Não obstante, as histórias dessas pessoas, seus bailes e clubes, não se reduzem à cidade do Rio de Janeiro, ainda que tenham sido vividas lá. Para compor uma história social do contexto do advento do samba, nos seus diferentes sentidos, o olhar atento do historiador nos permite adentrar histórias que circulavam por outros espaços atlânticos, digamos. Como a epígrafe ao livro, retirada de “AmarElo”, do rapper Emicida,2 ele nos conduz para muito além de meros apêndices ilustrativos: não são histórias em pedaços que Leonardo Pereira nos apresenta, mas histórias de gentes que lutaram por meio dos espaços associativos – de bailes e clubes – para existirem enquanto cidadãs, fazendo-se respeitar em meio a disputas e tensões, nos fazendo compreender esse capítulo importante da história do Brasil.

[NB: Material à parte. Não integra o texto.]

PR #2857, opened 2021-08-10
Allow web player to buffer ahead a reasonable amount of data

### LINKED ISSUE #2856: Frequent playback stalls, apparently due to insufficient buffering
**Describe The Bug**

Previously, playing video files in jellyfin-web was consistently smooth. Now, I regularly see playback freeze for ~1-2 seconds and then resume. It happens perhaps every few minutes.

When it happens, the browser console shows:

```
HLS Error: Type: mediaError Details: bufferStalledError Fatal: false
```

Watching in the networking tab, it seems to involve fetch requests that stall for a second or two before succeeding. I assume my wifi is a bit flaky or something. Nonetheless, it should be possible to get smooth playback even if the underlying network occasionally freezes for a second or two.

 - Platform: Linux (both server and client)
 - Browser: Firefox
 - Jellyfin Version: 10.7.6

**Additional Context**

It looks like https://github.com/jellyfin/jellyfin-web/pull/2224 recently reduced the buffering on Firefox down to 6 seconds, rather than the 30 seconds it used to be set to. This might be the issue?

Watching the devtools developer tab, I do see jellyfin-web making HLS requests every ~6 seconds. They're quite tiny -- less than 10 megabytes apiece.

Looking at the history on #2224, it seems that the issue is that some browsers get cranky if you try to buffer too many megabytes of video data at once. So I'd expect that to be handled by controlling how much data gets buffered. Instead, though, that PR and #2148 set a limit on how many seconds of video can be buffered, which is a bit awkward and indirect.

Looking at [the hls.js docs](https://github.com/video-dev/hls.js/blob/master/docs/API.md#maxmaxbufferlength), it looks like their strategy is:

- by default, buffer `maxBufferSize` bytes of data (default 60 MB)
- but if you have a really high-bitrate video, where `maxBufferSize` bytes gives you less than `maxBufferLength` seconds, then bump the buffer up to handle `maxBufferLength` seconds (default 30 seconds)
- and if you have a really low-bitrate video, where `maxBufferSize` bytes would be like an hour or something silly like that, then reduce the buffer down to `maxMaxBufferLength` seconds of data

This makes a lot of sense. It seems like the problem #2224 and #2148 are fixing is that jellyfin used to set a high `maxBufferLength`, so for high-bitrate videos we were forcing hls.js to ignore `maxBufferSize` and buffer hundreds of megabytes, which caused problems.

However, those PRs didn't just change `maxBufferLength` -- they also changed `maxMaxBufferLength`, which means that they're forcing the playback to be chopped up into little 6 second segments at largest, even if the network and browser could happily handle much larger segments. This doesn't make sense to me. And it would explain why jellyfin-web seems to have become super-sensitive to minor networking glitches.

So I suspect the answer is:

- keep `maxBufferLength` small, so high bitrate videos don't annoy browsers with tons of data all at once
- but increase `maxMaxBufferLength` to something much more reasonable (the default is 600 seconds, which seems fine), so that for lower bitrate videos we mostly use `maxBufferSize` to control buffering

Unfortunately, I couldn't easily figure out how to try this to confirm it solves the problem. It feels like I ought to be something I could try temporarily by pasting a line or two of janky js into the browser console, but idk how to find any of the relevant objects.

njsmith:
The hls.js maxBufferLength parameter sets the minimum amount of video
that hls.js will try to buffer. We used to have this set to 30
seconds, but this caused problems with high-bitrate videos trying to
buffer too much data and making Chrome/Firefox cranky, so
maxBufferLength was reduced in #2148 and #2224.

However, those PRs *also* reduced maxMaxBufferLength to 6 seconds,
which doesn't make sense -- basically this is telling hls.js that it
must *never* buffer more than 6 seconds at a time, even if there's
plenty of memory and it wouldn't make the browser cranky at all. And
obviously such a tiny buffer makes it very easy for small network
glitches to cause user-visible playback problems.

So this PR removes the maxMaxBufferLength configuration entirely,
accepting hls.js's default (which is currently 600 seconds).

Fixes #2856

### DIFF
--- a/src/plugins/htmlVideoPlayer/plugin.js
+++ b/src/plugins/htmlVideoPlayer/plugin.js
@@ -385,7 +385,6 @@ function tryRemoveElement(elem) {
             return new Promise((resolve, reject) => {
                 requireHlsPlayer(async () => {
                     let maxBufferLength = 30;
-                    let maxMaxBufferLength = 600;
 
                     // Some browsers cannot handle huge fragments in high bitrate.
                     // This issue usually happens when using HWA encoders with a high bitrate setting.
@@ -393,7 +392,6 @@ function tryRemoveElement(elem) {
                     // https://github.com/video-dev/hls.js/issues/876
                     if ((browser.chrome || browser.edgeChromium || browser.firefox) && playbackManager.getMaxStreamingBitrate(this) >= 25000000) {
                         maxBufferLength = 6;
-                        maxMaxBufferLength = 6;
                     }
 
                     const includeCorsCredentials = await getIncludeCorsCredentials();
@@ -401,7 +399,6 @@ function tryRemoveElement(elem) {
                     const hls = new Hls({
                         manifestLoadingTimeOut: 20000,
                         maxBufferLength: maxBufferLength,
-                        maxMaxBufferLength: maxMaxBufferLength,
                         xhrSetup(xhr) {
                             xhr.withCredentials = includeCorsCredentials;
                         }


MrTimscampi (approved):

thornbill (approved):

gaalos:
Hi,
You merge it on jellyfin:master 
If if check the master the merge is not on.
I think i got issues because the maxBufferLength  is set to 30 inside master code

Desde o início da narrativa, evidencia-se o recorte metodológico em torno dos sujeitos centrais da análise, salientando as estratégias adotadas para identificar as tensões, disputas e lógicas. Fontes documentais foram, em grande medida, produzidas por órgãos de repressão e controle, como a polícia e a justiça e, sobretudo, as crônicas dos letrados nos jornais de grande circulação. O autor destaca que:
Ao invés de simplesmente repetir a perspectiva dos que lançavam sobre esse fenômeno diferentes olhares coercitivos, cabe assim tomar esses registros como meio de compreensão de um processo do qual os sócios dos pequenos clubes da cidade foram sujeitos ativos, tendo feito deles um meio importante de organizar sua própria experiência (p. 19).

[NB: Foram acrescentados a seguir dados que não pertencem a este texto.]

PR #2872, opened 2021-08-20
Send vp8 and vp9 over vpx as transcode profiles

GodTamIt:
**Changes**
This change sends `vp8` and `vp9` along with `vpx` as a transition to being more specific about the codecs.

**Issues**
Progress on jellyfin/jellyfin#6455

### DIFF
--- a/src/scripts/browserDeviceProfile.js
+++ b/src/scripts/browserDeviceProfile.js
@@ -668,11 +668,37 @@ import browser from './browser';
         }
 
         if (canPlayVp8) {
+            // TODO: Remove vpx entry once servers are migrated
             profile.TranscodingProfiles.push({
                 Container: 'webm',
                 Type: 'Video',
-                AudioCodec: 'vorbis',
+                AudioCodec: webmAudioCodecs.includes('opus') ? 'opus' : 'vorbis',
                 VideoCodec: 'vpx',
+                Context: 'Streaming',
+                Protocol: 'http',
+                // If audio transcoding is needed, limit channels to number of physical audio channels
+                // Trying to transcode to 5 channels when there are only 2 speakers generally does not sound good
+                MaxAudioChannels: physicalAudioChannels.toString()
+            });
+            profile.TranscodingProfiles.push({
+                Container: 'webm',
+                Type: 'Video',
+                AudioCodec: webmAudioCodecs.includes('opus') ? 'opus' : 'vorbis',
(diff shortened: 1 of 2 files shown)


src/scripts/browserDeviceProfile.js
```diff
@@ -668,17 +668,43 @@ import browser from './browser';
         }
 
         if (canPlayVp8) {
+            // TODO: Remove vpx entry once servers are migrated
             profile.TranscodingProfiles.push({
                 Container: 'webm',
                 Type: 'Video',
-                AudioCodec: 'vorbis',
+                AudioCodec: webmAudioCodecs.includes('opus') ? 'opus' : 'vorbis',
                 VideoCodec: 'vpx',
```
thornbill, line 676: Maybe it would make sense to use `webmVideoCodecs` here and just append `vpx`. I'm not sure if av1 is currently supported when transcoding to webm though. It looks like it can be included in the mp4 transcoding profile now.

GodTamIt: - Just for clarity, we're trying to deprecate `vpx` here. Adding it to `webmVideoCodecs` is fine until jellyfin/jellyfin#6456 lands and is sufficiently migrated to.
- The `VideoCodec` field of a `TranscodingProfile` is expected to only have one codec as of now. So regardless, we'd have to add them all separately.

No capítulo 1, “Os bailes da Cidade Nova”, o livro lança luzes sobre o processo de aproximação do ideal de modernidade e cosmopolitismo protagonizados por grupos de trabalhadores negros, num franco distanciamento da noção de primitivismo que os rotulava naquele início dos anos 1880. Ele demarca o território do bairro de Cidade Nova, em diálogo com as crônicas que narram o nascimento de gêneros de dança e de música que animavam as recém-criadas associações daquele bairro e de outras regiões, configurando-se numa verdadeira febre associativa. Isso nos permite observar como, ao fim daquela década, os trabalhadores negros de baixa renda já eram, por excelência, associados pela imprensa aos bailes em que a musicalidade dos ritmos atlânticos e do maxixe reinavam.

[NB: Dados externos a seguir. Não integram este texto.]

PR #2889, opened 2021-08-24
Fix dialog history

### LINKED ISSUE #2888: Can't change settings
Hello,
can you please check why I can't change the settings using my Samsung TV.
For example if I want to change the subtitles size or font I choose the option i like but when I hit "OK" on my remote the option is not saved. 
I've just installed the latest releases on my Samsung 65Q70R

Thank you.

dmitrylyzo:
It seems that #2660 is not enough.

<details>
<summary>There was a special handling in the customized `page.js`</summary>

https://github.com/jellyfin/jellyfin-web/blob/c25db80cbdf036807b898b6ce19d3b7455d77157/src/libraries/pagejs/page.js#L615-L627
</details>

<details>
<summary>and the router part (called by `dialogHelper`)</summary>

https://github.com/jellyfin/jellyfin-web/blob/c25db80cbdf036807b898b6ce19d3b7455d77157/src/components/appRouter.js#L667-L670
</details>

So `page.js` didn't reload the view in this case.

**Changes**
- Add a dummy route for dialogs.
- Don't reload the view when go to or return from a dummy route.
- Re-enable history for some dialogs.

**Issues**
Fixes #2888

### DIFF
--- a/src/components/appRouter.js
+++ b/src/components/appRouter.js
@@ -25,6 +25,7 @@ class AppRouter {
     msgTimeout;
     popstateOccurred = false;
     resolveOnNextShow;
+    previousRoute = {};
     /**
      * Pages of "no return" (when "Go back" should behave differently, probably quitting the application).
      */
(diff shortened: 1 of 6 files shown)


dkanada (approved):
Seems like an improvement over the previous behavior so I'm fine with this change.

Naquele momento os batuques, ainda bastante ligados a tambores e percussões, bem como a um rótulo de primitivismo diretamente vinculado ao passado africano, davam lugar, nos salões, às danças de par, polcas e valsas. O autor destaca que, num primeiro momento, essa forma de dançar de origem europeia, que viajou pelo Atlântico, era ensinada em espaços elitistas, mas isso não foi suficiente para manter trabalhadoras e trabalhadores alijados dessa cultura, que aprendiam por meio de folhetos. Não apenas aprenderam a dançar como a executar a nova música, vinda também de outros espaços do mundo afro-atlântico, como o tango e a habanera, de Buenos Aires e Havana, respectivamente.
A circulação dava-se, contudo (ou inclusive), entre grandes sociedades carnavalescas, como pode ser observado no caso do maxixe, que na segunda metade da década de 1880 estava por toda a cidade, embora a imprensa identificasse com a Cidade Nova aquela forma sincopada de dançar, até bem pouco tempo tida como moralmente ofensiva. O autor destaca que:
Consolidava-se, nesse processo, um novo padrão de associativismo dançante. Distantes tanto dos antigos batuques negros quanto das festas elegantes promovidas nos salões frequentados pelas elites da cidade, mas com pontos de contato com ambos (p. 74).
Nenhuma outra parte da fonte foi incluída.